In 1999, artist Beezy Bailey received death threats when he transforme­d the statue of General Louis Botha, the first prime minster of the Union of South Africa, into an (a Xhosa initiate) to symbolise the initiation of South Africa into its new democracy.

In 2002 there was a proposal by an ANC parliament­arian to replace the Boer War hero – who sits astride his horse at the gates to Parliament – with one of former president Nelson Mandela. The call was repeated during a portfolio committee on arts and culture in Parliament 10 years later yet Botha is still there with his horse in the piece created by sculptor Raffaello Romanelli.

Last year on Heritage Day an activist tried to cover Jan van Riebeeck’s head with a black bag. The statue of Van Riebeeck, who led the first European settlement at the Cape, is on the Heerengrac­ht and was unveiled in 1899. Further down are statues of his wife Maria van Riebeeck and Portuguese explorer Bartholome­w Dias.

Queen Victoria still stands tall in the gardens of Parliament, while there are two statues of Jan Smuts – one just off Government Avenue in front of the National Gallery and the other in front of the Slave Lodge in Adderley Street.

There is a statue of a dog. Just Nuisance was the only dog to be officially enlisted in the Royal Navy. When he died in 1944 he was buried with full military honours and a sculpture by artist Jean Doyle was erected in 1985 in Jubilee Square in Simon’s Town.

New statues that are more representa­tive of the post-1994 era have been erected such as South Africa’s four Nobel Peace Prize laureates Nelson Mandela, Archbishop Emeritus Desmond Tutu, former president FW de Klerk, and ANC founder Chief Albert Luthuli at the Waterfront; and a memorial to Struggle heroes Robert Waterwitch and Coline Williams, who both died at the age 20, erected in Lower Klipfontei­n Road.

Department of Arts and Culture spokesman Sandile Memela said the government’s attitude and policy regarding all heritage sites including statues of “former oppressors” like Botha or Rhodes, among others, was based on a national policy of reconcilia­tion, nation-building and social cohesion. “Thus we neither support nor encourage the violent removal of any statue as this may antagonise certain sections of the people.”

Memela said this was why the department had embarked on a programme to build new heritage sites like Freedom Park in Pretoria, the Steve Biko Garden of Remembranc­e in the Eastern Cape and the statue of Nelson Mandela at the Union Buildings that would reflect the new values and principles enshrined in the constituti­on.
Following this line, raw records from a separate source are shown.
PR #307, opened 2022-08-10
Recompute parameter defaults in continuous scans

pmldrmota:


dnadlinger:
Would be good to extend the test coverage here.

PR #948, opened 2020-09-21
add filtering options to build dashboard

flar:
I've spent many an annoying minute or two trying to find a particular task on the dashboard so I thought I would add some filtering options. I populated the filter with a few options that I thought might be useful, but am open to suggestions on things that we might want to be filtering on in practice.

Fixes https://github.com/flutter/flutter/issues/52370


app_flutter/lib/build_dashboard_page.dart
```diff
@@ -48,6 +97,10 @@ class BuildDashboardPage extends StatelessWidget {
           title: statusTable[_buildState.isTreeBuilding],
           backgroundColor: colorTable[_buildState.isTreeBuilding],
           actions: <Widget>[
+            FlatButton(
+              child: const Icon(Icons.sort),
```
CaseyHillers, line 101: nit: Icons add vagueness to the dashboard, and it's preferred to use text (e.g. 'Filter')

app_flutter/lib/widgets/task_grid.dart
```diff
@@ -20,7 +20,9 @@ import 'task_overlay.dart';
 ///
 /// If there's no data for [TaskGrid], it shows [CircularProgressIndicator].
 class TaskGridContainer extends StatelessWidget {
-  const TaskGridContainer({Key key}) : super(key: key);
+  const TaskGridContainer({Key key, this.filterNotifier}) : super(key: key);
+
+  final ValueNotifier<TaskGridFilter> filterNotifier;
```
CaseyHillers, line 25: dartdoc

app_flutter/lib/widgets/task_grid.dart
```diff
@@ -47,12 +49,367 @@ class TaskGridContainer extends StatelessWidget {
...
   }
 }
 
+@immutable
+class TaskGridFilter {
+  TaskGridFilter({
+    RegExp taskFilter,
+    RegExp authorFilter,
+    RegExp messageFilter,
+    this.showAndroid,
```
CaseyHillers, line 65: With the ongoing migration to LUCI, this should be clarified to devicelabAndroid along with iOS and windows.

app_flutter/lib/widgets/task_grid.dart
```diff
@@ -47,12 +49,367 @@ class TaskGridContainer extends StatelessWidget {
...
+      ],
+    );
+  }
+
+  TableRow _makeTextFilterRow(String label, TextEditingController controller, void onChanged(RegExp newValue)) {
+    return _makeRow(label,
+      TextField(
+        controller: controller,
+        decoration: const InputDecoration(
+          hintText: '(regular expression)',
```
CaseyHillers, line 360: This should be an example regular expression

app_flutter/lib/widgets/task_grid.dart
```diff
@@ -47,12 +49,367 @@ class TaskGridContainer extends StatelessWidget {
...
+  TaskGridFilter get filter => widget.filterNotifier.value;
+  TextEditingController taskController;
+  TextEditingController authorController;
+  TextEditingController messageController;
+
+  void _setFilter(TaskGridFilter newFilter) {
+    widget.filterNotifier.value = newFilter;
+  }
+
+  void _newTaskFilter(RegExp newRegExp) {
```
CaseyHillers, line 306: This seems verbose. Can these new functions be condensed into a single function?

app_flutter/lib/widgets/task_grid.dart
```diff
@@ -72,6 +430,8 @@ class TaskGrid extends StatefulWidget {
   /// Reference to the build state to perform actions on [TaskMatrix], like rerunning tasks.
   final BuildState buildState;
 
+  final ValueNotifier<TaskGridFilter> filterNotifier;
```
CaseyHillers, line 433: dartdoc?

app_flutter/lib/widgets/task_grid.dart
```diff
@@ -81,6 +441,23 @@ class _TaskGridState extends State<TaskGrid> {
   // lattice matrix each time the task grid has to update, regardless of whether
   // we've received new data or not.
 
+  TaskGridFilter filter;
```
CaseyHillers, line 444: dartdoc?

app_flutter/lib/widgets/task_grid.dart
```diff
@@ -47,12 +49,367 @@ class TaskGridContainer extends StatelessWidget {
...
+        showAndroid == other.showAndroid &&
+        showIos == other.showIos &&
+        showWindows == other.showWindows &&
+        showCirrus == other.showCirrus &&
+        showLuci == other.showLuci
+    ;
+  }
+}
+
+class TaskGridFilterWidget extends StatefulWidget {
```
CaseyHillers, line 259: The filter logic should be moved into `logic/task_grid_filter.dart`

CaseyHillers (commented):
Thank you for the PR, this is a great improvement! Just some comments to align it with the reset of the codebase. Missing dart docs and tests.

app_flutter/lib/build_dashboard_page.dart
flar: I guess I prefer them because they don't require localization, but I guess our entire build environment requires English.

In the future, I can see adding alternate sorting capabilities as well as filtering. Would "settings" be a better name? (icon?)

app_flutter/lib/widgets/task_grid.dart
flar: I was thinking about that. I'll see what I can do.

I was also thinking about making a generic filter object with arbitrary filters so we could do the same thing with other dashboards.

(FWIW, I have an alternate implementation of the benchmark dashboard in the [benchmark utilities repo](https://github.com/flar/flutter_benchmark_utils/blob/master/README.md) that also has filtering...)

app_flutter/lib/build_dashboard_page.dart
CaseyHillers: SGTM. A settings icon is pretty universal and would be okay (similar to the hamburger menu icon). We could also move the branch dropdown selection into that settings area.

app_flutter/lib/widgets/task_grid.dart
CaseyHillers: It's great to see the benchmark utilities repo! If you want to have it replace the AngularDart dashboard let me know. It's trivial to setup a new page that has all the data needed, I just never got around to building graph widgets that could show the data.

app_flutter/lib/build_dashboard_page.dart
flar: I switched to the settings icon and moved the branch selector in there as well.

app_flutter/lib/widgets/task_grid.dart
flar: I solved this one by re-using the map constructor as a copyWithMap() method so I don't need a per-attribute updater.

app_flutter/lib/widgets/task_grid.dart
flar: I guess I don't understand the configuration of stages and how it relates to the migration. I have left this alone for now while I worked on the other suggestions.

I'm also a little wary of having long property names.

app_flutter/lib/widgets/task_grid.dart
flar: I thought the hints were descriptive rather than exemplary...?

app_flutter/lib/widgets/task_grid.dart
flar: I've broken this out into a FilterPropertySheet widget that can layout and edit arbitrary filtering properties and the TaskGridFilter now implements that "interface". A lot of the redundancy here went away as well at the expense of some generic field get/set functions. I might revisit that in the future to see if I can get it simplified some more.

app_flutter/lib/widgets/task_grid.dart
flar: Done, along with creating filter_property_sheet.dart in the widgets directory as well.

app_flutter/lib/widgets/task_grid.dart
flar: Made private as it is just a cached copy for triggering state changes.

flar:
One error I was seeing that I still need to resolve - I was getting exceptions when I was focused to one of the TextFields and I hit the TAB key. I'm guessing I need to manage the focus traversal somehow, but my focus mojo is weak.

app_flutter/lib/widgets/task_grid.dart
CaseyHillers: My concern is that a user won't know that this dashboard is built in Dart, and it's expecting an ECMAScript formatted regex. So when they try their python regex it fails. Additionally, if they know regex they might not know what advanced options there are.

Can we have the helper/placeholder text be an example and the hint text be something like `ECMAScript/Javascript Regular Expression`?

app_flutter/lib/widgets/task_grid.dart
CaseyHillers: Stages are a source of technical debt when there were several different infras powering Flutter. Once everything is moved to LUCI we'll be able to remove the staging logic.

Piinks:
cc/ @gspencergoog re: the focus issue you mentioned @flar
Here too is the related issue this will fix: https://github.com/flutter/flutter/issues/52370 Thank you for this!

gspencergoog:
@flar What were the exceptions?

flar:
@gspencergoog here is what is displayed on the terminal. I have a feeling this is because I am using a number of independently created TextEditingControllers that are not in a Material environment that maintains focus, but these things are mostly magic to me...

```
══╡ EXCEPTION CAUGHT BY SERVICES LIBRARY ╞══════════════════════════════════════════════════════════
The following assertion was thrown during a platform message callback:
Assertion failed:
file:///Users/jimgraham/Development/flutter/packages/flutter/lib/src/rendering/viewport.dart:103:15
rect != null
is not true

When the exception was thrown, this was the stack:
dart-sdk/lib/_internal/js_dev_runtime/private/ddc_runtime/errors.dart 212:49  throw_
dart-sdk/lib/_internal/js_dev_runtime/private/ddc_runtime/errors.dart 24:3    assertFailed
packages/flutter/src/rendering/viewport.dart 103:19                           new
packages/app_flutter/widgets/lattice.dart 114:12                              getOffsetToReveal
packages/flutter/src/widgets/scroll_position.dart 650:26                      ensureVisible
packages/flutter/src/widgets/scrollable.dart 314:29                           ensureVisible
packages/flutter/src/widgets/focus_traversal.dart 45:14                       _focusAndEnsureVisible
packages/flutter/src/widgets/focus_traversal.dart 398:9                       [_moveFocus]
packages/flutter/src/widgets/focus_traversal.dart 227:39                      next
packages/flutter/src/widgets/focus_manager.dart 1125:46                       nextFocus
packages/flutter/src/widgets/focus_traversal.dart 1844:18                     invoke
packages/flutter/src/widgets/actions.dart 396:22                              invokeAction
packages/flutter/src/widgets/actions.dart 639:65                              invoke
packages/flutter/src/widgets/shortcuts.dart 344:15                            handleKeypress
packages/flutter/src/widgets/shortcuts.dart 486:20                            [_handleOnKey]
packages/flutter/src/widgets/focus_manager.dart 1625:43                       [_handleRawKeyEvent]
packages/flutter/src/services/raw_keyboard.dart 616:53                        _handleKeyEvent
dart-sdk/lib/_internal/js_dev_runtime/patch/async_patch.dart 84:54            runBody
dart-sdk/lib/_internal/js_dev_runtime/patch/async_patch.dart 123:12           _async
packages/flutter/src/services/raw_keyboard.dart 578:34                        [_handleKeyEvent]
packages/flutter/src/services/platform_channel.dart 74:49                     <fn>
dart-sdk/lib/_internal/js_dev_runtime/patch/async_patch.dart 84:54            runBody
dart-sdk/lib/_internal/js_dev_runtime/patch/async_patch.dart 123:12           _async
packages/flutter/src/services/platform_channel.dart 73:58                     <fn>
packages/flutter/src/services/binding.dart 283:33                             handlePlatformMessage
dart-sdk/lib/_internal/js_dev_runtime/patch/async_patch.dart 84:54            runBody
dart-sdk/lib/_internal/js_dev_runtime/patch/async_patch.dart 123:12           _async
packages/flutter/src/services/binding.dart 274:37                             handlePlatformMessage
lib/_engine/engine/window.dart 789:13                                         _invoke3
lib/_engine/engine/window.dart 444:5                                          invokeOnPlatformMessage
lib/_engine/engine/keyboard.dart 127:12                                       [_handleHtmlEvent]
lib/_engine/engine/keyboard.dart 39:7                                         <fn>
════════════════════════════════════════════════════════════════════════════════════════════════════
```

app_flutter/lib/widgets/task_grid.dart
flar: I believe this is resolved in a recent commit.

flar:
I believe that I fixed the focus problems which were mainly due to the lattice/_FakeViewport classes creating bogus reveal objects. I also automatically grab the focus into the first editable field and capture the focus traversal within the settings dialog before recursing to the surrounding lattice.

flar:
The only issues remaining AFAICT:

- Should we deal with runaway commit loading when the filter is so narrow that only a couple of commits match (eg. when they search on a commit hash)?

- What kind of testing should I add. I had to disable the branch test because the branch dropdown was moved. Should I create new tests that find it in the dialog?

flar:
I had commented out the test for the branch dropdown, but I was able to put it back with new code to open the settings property sheet so it could be found properly.

app_flutter/lib/build_dashboard_page.dart
```diff
@@ -48,37 +139,21 @@ class BuildDashboardPage extends StatelessWidget {
...
-              },
-              items: _buildState.branches.map<DropdownMenuItem<String>>(
-                (String value) {
-                  return DropdownMenuItem<String>(
-                    value: value,
-                    child: Text(value),
-                  );
-                },
-              ).toList(),
+            FlatButton(
```
CaseyHillers, line 142: Is there a difference between this and `IconButton`?

app_flutter/lib/logic/task_grid_filter.dart
```diff
@@ -0,0 +1,232 @@
...
+
+import '../logic/qualified_task.dart';
+import '../widgets/filter_property_sheet.dart';
+
+/// A filter object for controlling which entries are visible in the Build dashboard grid
+/// of tasks. This filter object can filter on a number of properties of the tasks including
+/// the name of the task, information on the commit that generated the tasks, and platform
+/// stage type toggles.
+class TaskGridFilter extends FilterPropertySource {
+  TaskGridFilter();
```
CaseyHillers, line 19: nit: Is there a use case where a Map is not passed to construct this?

app_flutter/lib/logic/task_grid_filter.dart
```diff
@@ -0,0 +1,232 @@
...
+    for (final ValueFilterProperty<dynamic> property in _allProperties.values) {
+      property.reset();
+    }
+  }
+
+  /// Modifies this filter based on the values in the map. If the map is null, no changes are
+  /// made. All keys in the [valueMap] must match one of the field names of the filter properties.
+  void applyMap(Map<String, String> valueMap) {
+    if (valueMap != null) {
+      for (final MapEntry<String, String> mapEntry in valueMap.entries) {
```
CaseyHillers, line 38: `valueMap?.entries`?

app_flutter/lib/logic/task_grid_filter.dart
```diff
@@ -0,0 +1,232 @@
...
+        ..[_authorProperty.fieldName] = _authorProperty
+        ..[_messageProperty.fieldName] = _messageProperty
+        ..[_hashProperty.fieldName] = _hashProperty
+        ..[_androidProperty.fieldName] = _androidProperty
+        ..[_iosProperty.fieldName] = _iosProperty
+        ..[_windowsProperty.fieldName] = _windowsProperty
+        ..[_cirrusProperty.fieldName] = _cirrusProperty
+        ..[_luciProperty.fieldName] = _luciProperty;
+
+  // TODO(flar): Decide whether or not to expose these fields or do everything through the
```
CaseyHillers, line 69: Removed commented out code?

app_flutter/lib/logic/task_grid_filter.dart
```diff
@@ -0,0 +1,232 @@
...
+  final RegExpFilterProperty _messageProperty =
+      RegExpFilterProperty(fieldName: 'messageFilter', label: 'Commit Message');
+  final RegExpFilterProperty _hashProperty = RegExpFilterProperty(fieldName: 'hashFilter', label: 'Commit Hash');
+  final BoolFilterProperty _androidProperty = BoolFilterProperty(fieldName: 'showAndroid', label: 'Android');
+  final BoolFilterProperty _iosProperty = BoolFilterProperty(fieldName: 'showIos', label: 'iOS');
+  final BoolFilterProperty _windowsProperty = BoolFilterProperty(fieldName: 'showWindows', label: 'Windows');
+  final BoolFilterProperty _cirrusProperty = BoolFilterProperty(fieldName: 'showCirrus', label: 'Cirrus');
+  final BoolFilterProperty _luciProperty = BoolFilterProperty(fieldName: 'showLuci', label: 'Luci');
+
+  // [_allProperties] is a LinkedHashMap so we can trust its iteration order
```
CaseyHillers, line 55: Should private variables be referenced in dart docs?

app_flutter/lib/widgets/filter_property_sheet.dart
```diff
@@ -0,0 +1,330 @@
+// Copyright 2020 The Flutter Authors. All rights reserved.
+// Use of this source code is governed by a BSD-style license that can be
+// found in the LICENSE file.
+
+import 'package:flutter/foundation.dart';
+import 'package:flutter/material.dart';
+
+/// Bridge between the [FilterPropertySheet] and a filter object that has a number of
```
CaseyHillers, line 8: This is great documentation!

app_flutter/lib/widgets/filter_property_sheet.dart
```diff
@@ -0,0 +1,330 @@
...
+          defaultVerticalAlignment: TableCellVerticalAlignment.middle,
+          columnWidths: const <int, TableColumnWidth>{
+            0: IntrinsicColumnWidth(),
+            1: FixedColumnWidth(300.0),
+          },
+          children: widget.propertySource.sheetLayout.map(_makeTableRow).toList(),
+        ),
+      ],
+    );
+  }
```
CaseyHillers, line 329: I would like to see a test that toggles one of the filters, and checks that it has been applied. It doesn't need to be hooked up to a TaskGrid, but it should verify that this widget can update the filter datastructure.

app_flutter/test/build_dashboard_page_test.dart
```diff
@@ -54,6 +54,24 @@ void main() {
     buildState.dispose();
   });
 
+  testWidgets('shows settings button', (WidgetTester tester) async {
```
CaseyHillers, line 57: This only tests the default filter, it should have a test when given a filter that we expect to change the dashboard.

CaseyHillers (commented):
Looks great! Just some comments on clean up and tests to add to ensure this functionality doesn't get broken 😄

app_flutter/lib/build_dashboard_page.dart
flar: I wasn't aware of IconButton. Fixed.

app_flutter/lib/logic/task_grid_filter.dart
flar: If you want a default/uncustomized filter.

I used to have a path that made use of that, but it isn't around any longer. I suppose you could use the map constructor with a null or empty map, but I figured something like this class should always support a default constructor as a general rule of thumb.

app_flutter/lib/logic/task_grid_filter.dart
flar: You can't iterate on null. Is there an `in?` operator?

app_flutter/lib/logic/task_grid_filter.dart
flar: There is no documentation there. That is a code comment.

app_flutter/lib/logic/task_grid_filter.dart
flar: There is an implicit question there, but I take it you side on the "not" part of whether these accessors make sense?

app_flutter/test/build_dashboard_page_test.dart
flar: This doesn't even test the filter at all. It just verifies that the icon button is in the tree somewhere so that the property sheet can be brought up.

I'll take this and the previous comment to mean "add some tests that verify that filter properties are affected by the property sheet". It might also make sense to add some tests to test the filter itself independent of display.

flar: I added a golden test to verify the look with the default filter. Since the test shows all boxes where text characters might be, I'm not sure it has the ability to show the difference with non-default values.

I also added a whole suite of tests to verify the properties and actions of the `TaskGridFilter` object.

app_flutter/lib/widgets/filter_property_sheet.dart
flar: I added a whole file full of tests for `TaskGridFilter`. I didn't apply it to the grid, but I did isolated applications against mock `CommitStatus` and `QualifiedTask` objects.

app_flutter/lib/widgets/filter_property_sheet.dart
flar: Thanks!

app_flutter/lib/logic/task_grid_filter.dart
flar: I ended up putting them in (uncommenting this section) as they helped a lot for testing.

app_flutter/lib/logic/task_grid_filter.dart
flar: This constructor is also used frequently in the tests.

app_flutter/test/build_dashboard_page_test.dart
flar: I just added another test that builds the TaskGridContainer with a variety of filters and checks the size of the generated grid. This should help determine that the filters are being applied correctly by the widgets. Note that the size of the grid depends on the reproducibility of the testing fake grid generator, but that has to be consistent for a lot of tests to be valid.

CaseyHillers: Sorry, GitHub comment was in a weird place, but looks like you got the message!

app_flutter/lib/logic/task_grid_filter.dart
CaseyHillers: Ah I didn't know. I've been spending too much in python. I was naive in thinking that it would just work.

app_flutter/lib/logic/task_grid_filter.dart
CaseyHillers: SGTM

CaseyHillers (approved):
LGTM! Thanks for working on this, this is a great improvement! 🥳

PR #949, opened 2020-09-21
[build-dashboard] Revert get-status refresh rate back to original timing

CaseyHillers:
This reverts back to the AngularDart dashboard's timing.

This was set to 10 seconds due to most users being on networks without data caps. With everyone working from home, the app is downloading ~200 KB every 10 seconds.

This should reduce the amount of repainting happening, and reduce the flickering in the GitHub avatars.


keyonghan (approved):
LGTM.
You may want to manually trigger a cocoon build to pick this up immediately.

PR #953, opened 2020-09-21
[build-dashboard] Pass width and height to web image

CaseyHillers:
Fixes a small issue where images were being initialized with their default constraints. This caused issues in the commit overlays where the image would push everything off.


keyonghan (approved):
LGTM

CaseyHillers:
Thanks for the quick review Keyong!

“It is not advisable to incite violence or promote hate speech to get rid of any statue that represents colonialis­m, as in the example of the uproar around Cecil John Rhodes at UCT. However, when a community is caught up in a turmoil where some people express dissatisfa­ction about the presence of a particular statue, it may signal that it is time for an open and honest discussion to re-evaluate the issue,” he added.

Laura Robinson, Cape Town Heritage Trust chief executive, agrees.

Robinson said she did not believe the statues should be destroyed. It was a hot topic right now and there was a lot of emotion, she said.

“But I believe the stories behind the statues need to be told for people to learn from, so they can move forward.”

She added that if statues were on provincial heritage sites, such as the Cecil John Rhodes figure at UCT, then a formal applicatio­n would have to be made.

The City of Cape Town said it had not received any requests for the erection of any new statues in the city. Two years ago it spent around R6 million moving the Cenotaph war memorial at the foot of Adderley Street to make way for a MyCiTi bus station.

Brett Herron, mayoral committee member and head of Transport for Cape Town, said a policy was being developed to deal with memorialis­ation, including the processes to be followed with regards to the removal of memorials and statues that belonged to the city.

A series of questions was e-mailed to Heritage Western Cape on Monday but no response has been received.